The Novel
"Villette, Villette. Have you read it?" exclaimed George Eliot when Charlotte Brontë's final novel appeared in 1853. "I am only just returned to a sense of the real world about me, for I have been reading Villette, a still more wonderful book than Jane Eyre. There is something almost preternatural in its power." Virginia Woolf judged Villette to be Brontë's finest novel.
The Author
Charlotte Brontë (21 April 1816 – 31 March 1855) was born in the old parsonage at Thornton, in the West Riding of Yorkshire. She was the daughter of a clergyman, who, in 1820, moved with his family to Haworth. In 1845 literary life in Haworth commenced in earnest. Jane Eyre was published in October 1847, followed by Shirley in 1849 and Villette in 1853. The Professor, written before Jane Eyre, was rejected by many publishing houses, and published posthumously in 1857.
Contemporary Reviews
A work of astonishing power and passion. In it we read the actual thoughts and feelings of a strong, struggling soul.— Westminster Review.

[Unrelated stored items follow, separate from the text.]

Issue #774, opened 2020-10-10
minimal database seed silently fails


JuliusR:
### affected versions

- master (4.7.99) 

### steps to reproduce

1. setup fresh development environment (clone sources and follow `SETUP_DEVELOPMENT.md`)
2. make sure that no errors have been printed to the console
3. login to the foodsoft and fill the new-supplier form
4. submit the new-supplier form

### expected behavior

The form data are posted, and the supplier is created.

### actual behavior

The form data are posted, but the supplier is not created. Instead, the new-supplier form is rendered again. It does not show any validation errors.

JuliusR:
The problem is caused by a chain of silent failures.

The following seed fails because of a missing `financial_transaction_class`.

https://github.com/foodcoops/foodsoft/blob/78c4ebcb4b61891e13d3dbb9f07c34ad88c41f4a/db/seeds/minimal.seeds.rb#L30

As a result, `SupplierCategory.first` is `nil` such that the following line does not work properly:

https://github.com/foodcoops/foodsoft/blob/78c4ebcb4b61891e13d3dbb9f07c34ad88c41f4a/app/controllers/suppliers_controller.rb#L30

Finally, the validation fails. The form is re-rendered in order to show validation errors. However, no validation error is shown in this case (probably because the form does not have an input for the supplier category).

https://github.com/foodcoops/foodsoft/blob/78c4ebcb4b61891e13d3dbb9f07c34ad88c41f4a/app/controllers/suppliers_controller.rb#L31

Villette is entitled to take every high place in the literature of fiction. The reader will find character nicely conceived and powerfully depicted; he will discover much quiet humour, a lively wit, brilliant dialogue, vivid descriptions, reflections both new and true, sentiment free from cant and conventionality, and bursts of eloquence and poetry flashing here and there.—Critic.
Villette may claim the unhesitating commendations of readers and critics. The autobiography of the heroine is at once natural, interesting, cheerful, piquant, and thoughtful.—Britannia.